PR #869, opened 2017-03-01
[varLib.builder] Fix roundtripping XML

anthrotype:
PTAL

### DIFF
--- a/Lib/fontTools/varLib/builder.py
+++ b/Lib/fontTools/varLib/builder.py
@@ -6,7 +6,7 @@ from fontTools.ttLib.tables import otTables as ot
 
 def buildVarRegionAxis(axisSupport):
 	self = ot.VarRegionAxis()
-	self.StartCoord, self.PeakCoord, self.EndCoord = axisSupport
+	self.StartCoord, self.PeakCoord, self.EndCoord = [float(v) for v in axisSupport]
 	return self
 
 def buildVarRegion(support, axisTags):
--- a/Lib/fontTools/varLib/builder.py
+++ b/Lib/fontTools/varLib/builder.py
@@ -57,7 +57,8 @@ def calculateNumShorts(self, optimize=True):
 			items[i] = _reorderItem(items[i], narrows)
 		self.NumShorts = count - len(narrows)
 	else:
-		self.NumShorts = 1 + max(set(range(count)) - narrows)
+		wides = set(range(count)) - narrows
+		self.NumShorts = 1+max(wides) if wides else 0
 	return self
 
 def buildVarData(varRegionIndices, items, optimize=True):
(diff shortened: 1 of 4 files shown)


miguelsousa:
The changes to `varLib_test.py` and `BuildTest.ttx` look good.

anthrotype:
thanks Miguel. Let's see what @behdad says about the changes in `varLib.builder` and `otTables`.

Lib/fontTools/varLib/builder.py
```diff
@@ -68,6 +68,16 @@ def buildVarData(varRegionIndices, items, optimize=True):
...
+	numShorts = 0
+	for item in records:
+		assert len(item) == regionCount, ("Item length mismatch", len(item), regionCount)
+		for i in range(regionCount - 1, numShorts - 1, -1):
+			if not (-128 <= item[i] <= 127):
+				numShorts = i + 1
+				break
+		if numShorts == regionCount:
+			break
+	self.NumShorts = numShorts
```
behdad: This is wrong.  This block should go *after* call to optimizeVarData(). In fact, maybe move code from that function here, and only make the loop that calls _reorderItem() be dependent on "if optimize".

Rest looks great. Thanks!

anthrotype: but `optimizeVarData` is reused later in `OnlineVarStoreBuilder.finish` method..

behdad: > but optimizeVarData is reused later in OnlineVarStoreBuilder.finish method..

You need to set NumShorts there too! So, maybe rename optimizeVarData to calculateNumShorts(), and have an option to optimize or not.

anthrotype: like this? 3f8eab4

anthrotype:
I wonder if `NumShorts` should be commented out in the TTX dump..

behdad:
> I wonder if NumShorts should be commented out in the TTX dump..

No. It's significant part of encoding. I have had made it automatic initially, but then decided it shouldn't be. We don't expect people to edit the VarData XML by hand anyway.

Lib/fontTools/varLib/builder.py
```diff
@@ -51,11 +50,12 @@ def optimizeVarData(self):
 				break
 		if not narrows:
 			break
-
-	self.VarRegionIndex = _reorderItem(self.VarRegionIndex, narrows)
-	for i in range(self.ItemCount):
-		items[i] = _reorderItem(items[i], narrows)
-
+	self.NumShorts = count - len(narrows)
```
behdad: This line is correct if optimize is True. Otherwise, NumShorts should be set to `1+max(set(range(count)) - narrows)`.

behdad: Or you can also track a `wides` set, and use `1+max(wides)`

anthrotype: ops, too late. Already pushed 1883e64

anthrotype:
@behdad this good now?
--- --- ---
Show each line in the data where the string "commented" appears.

I wonder if `NumShorts` should be commented out in the TTX dump..
> I wonder if NumShorts should be commented out in the TTX dump..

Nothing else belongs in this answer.